During most of the last 12 years or so, I have also worked for my Mother “on the side” as a housekeeper (she owns a housekeeping business) and most recently as her bookkeeper (Did you know that bookkeeper is one of very few if not the only word in American words, possibly the English language, that has three repeated letters in a row?). I now do this for “free” as I cannot do it across state lines and get paid for it. So, that leads up to my move to Washington…no job since, hence the term “House-girlfriend”…I’m not a wife, or a mom, so I’m not a housewife or a SAHM. Another term I have been using, at least in my head, is SAHNM, or Stay-at-home-non-mom.
So, not leading the life job wise I expected for myself…family wise, not where I thought I would be there either! My parents met in high school and were married a few years later; this is also how “great loves” are portrayed in the movies…so why could not I find it?!? It is apparently because I was not born in the right decade or area to meet my “Mr. Right” in high school. I had to kiss many frogs to find him too! To get here, I was ignored in high school, at least in the dating sense, did not do much dating out of high school either. I did meet someone while I worked as a cashier, but he was much older and related to a woman I worked with. He had his own set of issues and we didn’t last long at all…I met several more tiny frogs and eventually landed myself a bullfrog! My, now ex-husband was probably the biggest mistake I ever made, but I suppose without him, I would not have met my mate. Not that he had any part in it, just that I would not have been looking if it had not have been for meeting my ex. I sort of kind of maybe got along well with a guy before I met my ex, we are still good friends today, though semi-strained and hundreds of miles apart now. It is hard having friends you only see once every few years! Nevertheless, we have been “online buddies” since I was 19 years old and I still consider him a friend. Things may have gone differently if I had not met my ex though.

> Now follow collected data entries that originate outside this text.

PR #1782, opened 2023-08-20
feat(recentMastery): add beaten games and more filtering options [progression]

wescopeland:
This PR adds beaten game rows and additional filtering options on the _recentMastery.php_ page. It also renames the page in the navbar from "Recent Masteries" to "Recent Progression Awards".

At some point we may want to rename the file from _recentMastery.php_ to something else.

With the addition of the new filtering options, we can improve the URLs for the new stat boxes added in https://github.com/RetroAchievements/RAWeb/pull/1780 to filter by masteries and beaten games in hardcore mode.

The table now also uses multiline game avatars.

**Before**
Screenshot 2023-08-20 at 1 13 15 PM

**After**
Screenshot 2023-08-20 at 1 12 54 PM


public/recentMastery.php
```diff
@@ -1,67 +1,66 @@
...
+use App\Community\Enums\AwardType;
+use App\Platform\Enums\UnlockMode;
+use Illuminate\Support\Facades\Blade;
+
 authenticateFromCookie($user, $permissions, $userDetails);
 
 $maxCount = 25;
 // First day with Game Awards
-$minDate = '2014-09-29';
+$minDate = '2014-08-22';
```
wescopeland, line 11: I changed this based on what I see in the DB. But it may be worth just changing this to 2013-03-02.

resources/views/community/components/recent-awards/meta-panel.blade.php
```diff
@@ -0,0 +1,82 @@
+@props([
+    'minAllowedDate' => '2014-08-22',
+    'selectedAwardType' => null,
+    'selectedDate' => null,
+    'selectedUsers' => 'all',
+    'unlockModeSoftcore' => 0,
+    'unlockModeHardcore' => 1,
```
wescopeland, line 7: The `UnlockMode` abstract class can't be imported into this file.

app/Helpers/database/site-award.php
```diff
@@ -192,21 +192,39 @@ function SetCertifiedLegend(string $usernameIn, bool $enable): void
...
         $friendSubquery = GetFriendsSubquery($friendsOf);
         $friendCondAward = "AND saw.User IN ($friendSubquery)";
     }
 
+    $onlyAwardTypeClause = "
+        WHERE saw.AwardType IN (" . AwardType::Mastery . ", " . AwardType::GameBeaten . ")
+    ";
+    if ($onlyAwardType) {
+        $onlyAwardTypeClause = "WHERE saw.AwardType = $onlyAwardType";
+    }
```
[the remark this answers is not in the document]
wescopeland: Good idea. I think I've landed on a desirable result with some adjustments to the SQL query in https://github.com/RetroAchievements/RAWeb/pull/1782/commits/331fd0699ee872d4e5f780c1ca0d9557402e38ca.

Now, if the GameBeaten and Mastery`AwardType`s are earned by a user within a very short timespan and both are returned by the SQL query, only the Mastery award type will be in the final result (ie: a completion or mastery). This does mean if a filter is applied for beaten games, that row will still be visible in that view, but this is probably okay.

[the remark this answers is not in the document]
Jamiras: I see Road Runner is collapsed, but further down on the same page, Crash Bandicoot is not.

image 

This is indeed accurate, as the player earned one final achievement two minutes after the Beaten condition. I think this is correct, but it still looks odd.

resources/views/community/components/recent-awards/meta-type-filter.blade.php
```diff
@@ -0,0 +1,15 @@
...
+
+<div class="grid gap-y-1 sm:pl-[30px] sm:pr-8">
+    <label class="text-xs font-bold" for="filter-by-award-kind">Award kind</label>
+
+    <select id="filter-by-award-kind" class="w-full" onchange="handleAwardTypeChanged(event)">
+        <option value="all" @if (!$selectedAwardType) selected @endif>All</option>
+        <option value="beaten-softcore" @if ($selectedAwardType === 'beaten-softcore') selected @endif>Beaten (softcore)</option>
+        <option value="beaten-hardcore" @if ($selectedAwardType === 'beaten-hardcore') selected @endif>Beaten</option>
+        <option value="completed" @if ($selectedAwardType === 'completed') selected @endif>Completed</option>
+        <option value="mastered" @if ($selectedAwardType === 'mastered') selected @endif>Mastered</option>
```
Jamiras, line 13: The "Completed" filter also shows Masteries:
image

Similarly, the "Beaten (softcore)" filter also shows "Beaten" records:
image

"Mastered" and "Beaten" appear to filter correctly.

I met “Mr. Right” online too (not high school damn it), we each had various singles profiles up online and at the time, a lot of the services were free, today’s online personals are locked up tight unless you break out the credit card, it’s really sad! Anyway, the particular site we met through (Yahoo) did not allow contact info to be traded at that time (they wanted the money), so I got creative when I found his profile! I added a note to my own profile with some very blatant hints as to where I could be found (my IM screen name). Low and behold, 6 months later, he actually saw it! It took us another 6 months to get around to meeting, but the end of last month, we celebrated 8 years of us being together! We are not married, life just seems easier this way…not that I would turn it down, but for now I am “okay” being classified as a “Domestic Partner”….not just for the GLBT community anymore! As a “DP”, I get all the health care benefits I would as his “wife”, the only thing I do not have is “half the house” if we were to call it quits.
I also expected to be a Mom by now! I’m 31 years old now, when my Mother was my age, I was 4 years old…my little sister is getting ready for her 4th child, yup….not where I thought I’d be… Not a lot I can say here about it. I’m as healthy as I can be, I take all the right vitamins (been talking prenatal vitamins for something like 3 years straight because the Doctor told me to take them while we were trying to conceive), I’m working on the weight…down 30 pounds in 10-ish months, and we keep on “trying”, it just isn’t happening.
So, am I happy with the person I have become? I do not have the job I “want”, or the education, but I am happy with what I have. I did not meet the man I “want” in high school, but we did meet eventually, so I am happy there too. I am not happy about not having kids, but I figure that will come when I am ready too…but it had better hurry up! So, yes, I am happy with the person I have become…she just needs some more tweaking here and there!
Are You Happy?: 24 Self Tests to Assess Your Happiness and Scientifically Proven Techniques to..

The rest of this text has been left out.